Note:   Also on the May 12th agenda are proposed revisions to two international service compliance obligations -- the FCC's settlements policy and its Part 43 reporting requirements for international traffic.  International carriers should pay close attention to both items. 

 

Interconnected VoIP Providers Get One Free Bite -- Take Two

The Commission's efforts to resolve the 2009 Omnibus CPNI NAL continue to provide insights into the enforcement process generally.  In the past, we've commented on surprisingly small settlements and odd provisions, but two orders earlier this week are especially cryptic.

In both orders, the Chief of the Telecommunications Consumers Division of the FCC Enforcement Bureau concluded that "no forfeiture should be imposed" with respect to the carriers identified.  I would like to provide you a definitive reason for the cancellation, but the orders literally provide no explanation of the basis for that conclusion. 

In one case, I believe the rationale is that the entities are interconnected VoIP providers.  As we've explained previously, because of the Commission's refusal to determine if interconnected VoIP providers are telecommunications carriers, they get one free bite at FCC violations.  Each of the three carriers listed in this cancellation order reports itself as an interconnected VoIP provider on its USF forms.  Because of that, the FCC could not impose a fine for failing to file the CPNI certification unless the FCC had issued a Citation first.

The other case is truly mystifying.  The two carriers listed in this cancellation order are listed as a "CAP/LEC" and an "IXC", respectively, in the USF filer database.  Although one appears to have ceased providing business in 2007, the other provider filed a Form 499-A in April 2011.  We are left to guess what circumstances justified the decision not to impose a forfeiture.

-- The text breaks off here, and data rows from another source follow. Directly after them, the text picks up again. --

PR #391, opened 2022-04-21
Streambird adapter

quangas:
Streambird is a passwordless authentication platform for Web3. We created this Solana Wallet Adapter to make it easier for Web3 dapps/companies using Streambird to onboard users onto the Solana ecosystem thru a Streambird provisioned Solana wallet.

* We created a new wallet adapter that implements the Solana wallet-adapter.
* It supports all the methods like sign transaction, sign all transactions and sign message.
* Our approach when the wallet is clicked, it will trigger the following user flow

1. it will show a screen to enter in your email
2. asks you to verify your email 
3. and then once verified will provide the public wallet address (PublicKey).


quangas:
@jordansexton Hi Jordan, what else do we need to do in order to get this wallet merged?

jordansexton:

packages/starter/react-ui-starter/src/App.tsx
```diff
@@ -7,6 +7,7 @@ import {
     SlopeWalletAdapter,
     SolflareWalletAdapter,
     TorusWalletAdapter,
+    StreambirdWalletAdapter
```
jordansexton, line 10: Please limit changes to adding the package only. We don't add all new wallets to the example or starter projects.

packages/wallets/streambird/package.json
```diff
@@ -0,0 +1,34 @@
...
+    "scripts": {
+        "clean": "shx rm -rf lib/*",
+        "build": "yarn clean && tsc -p tsconfig.json && tsc-esm -p tsconfig.json && tsc -p tsconfig.cjs.json",
+        "postbuild": "echo '{\"type\":\"commonjs\"}' | npx json > lib/cjs/package.json && echo '{\"type\":\"module\"} ' | npx json > lib/esm/package.json"
+    },
+    "dependencies": {
+        "@solana/wallet-adapter-base": "^0.9.4",
+        "@solana/web3.js": "^1.36.0",
+        "@streambird/solana-embed-sdk": "^1.0.4"
+    }
```
jordansexton, line 33: Can you update this to the peer/dev deps structure seen here? https://github.com/solana-labs/wallet-adapter/blob/e230958570f192786a27c57d5b39037b898e69dd/packages/wallets/solflare/package.json#L29-L38

packages/wallets/streambird/src/adapter.ts
```diff
@@ -0,0 +1,189 @@
...
+        throw new WalletConnectionError(error?.message, error);
+      }
+
+      let existingPublicKey: PublicKey | null = null;
+
+      try {
+        existingPublicKey = new PublicKey(base58PublicKey);
+      } catch (error: any) {
+        throw new WalletPublicKeyError(error?.message, error);
+      }
```
jordansexton, line 109: Hmm, you don't need to assign empty string or `null` here. This chunk of code should probably be almost exactly the same as this one: https://github.com/solana-labs/wallet-adapter/blob/e230958570f192786a27c57d5b39037b898e69dd/packages/wallets/clover/src/adapter.ts#L86-L98

packages/wallets/streambird/src/adapter.ts
```diff
@@ -0,0 +1,189 @@
...
+    const wallet = this._wallet;
+
+    if (wallet) {
+      this._wallet = null;
+      this._publicKey = null;
+
+      try {
+        if(wallet.isLoggedIn) {
+          await wallet.cleanUp();
+        }
```
jordansexton, line 133: If it's not actually required for the adapter to wait until `cleanUp` finishes, it might be good to just ignore the promise. What would actually lead to an error here?

packages/wallets/streambird/src/adapter.ts
```diff
@@ -0,0 +1,189 @@
...
+        ({ default: StreambirdClass } = await import('@streambird/solana-embed-sdk'));
+      } catch (error: any) {
+        throw new WalletLoadError(error?.message, error);
+      }
+
+      let wallet: Streambird;
+
+      try {
+        wallet = window.streambird || new StreambirdClass();
+      } catch (error: any) {
```
jordansexton, line 83: If `window.streambird` is defined, do you still need to load the SDK?

jordansexton (commented):

quangas:
In that case, we'll just wait for the new standard.

jordansexton:
> In that case, we'll just wait for the new standard.

I want to point out that the wallet standard will help in the case that Streambird is a browser extension or mobile wallet, but it won't help you if Streambird is a `Loadable` wallet which requires loading an external library.

PR #396, opened 2022-04-24
Removed "didUpdate" condition

MrAkblt:
Removed "didUpdate" condition for better state and localStorage synchronization.


jordansexton:
I think this code is working as intended. If you think we should remove it, please provide more context.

FCC Regulatory Fee Proposal May Resolve Long Pending VoIP Petition Too

According to the FCC's weekly list of pending items on circulation, the Commission appears ready to resolve a longstanding petition by an interconnected VoIP provider to cancel its 2007 FCC regulatory fee.  The ruling could have impact on future regulatory fee assessments, but the specific relief relating to 2007 (if the petitioner is successful) is likely to be limited to the petitioner.

See below for more on the pending action.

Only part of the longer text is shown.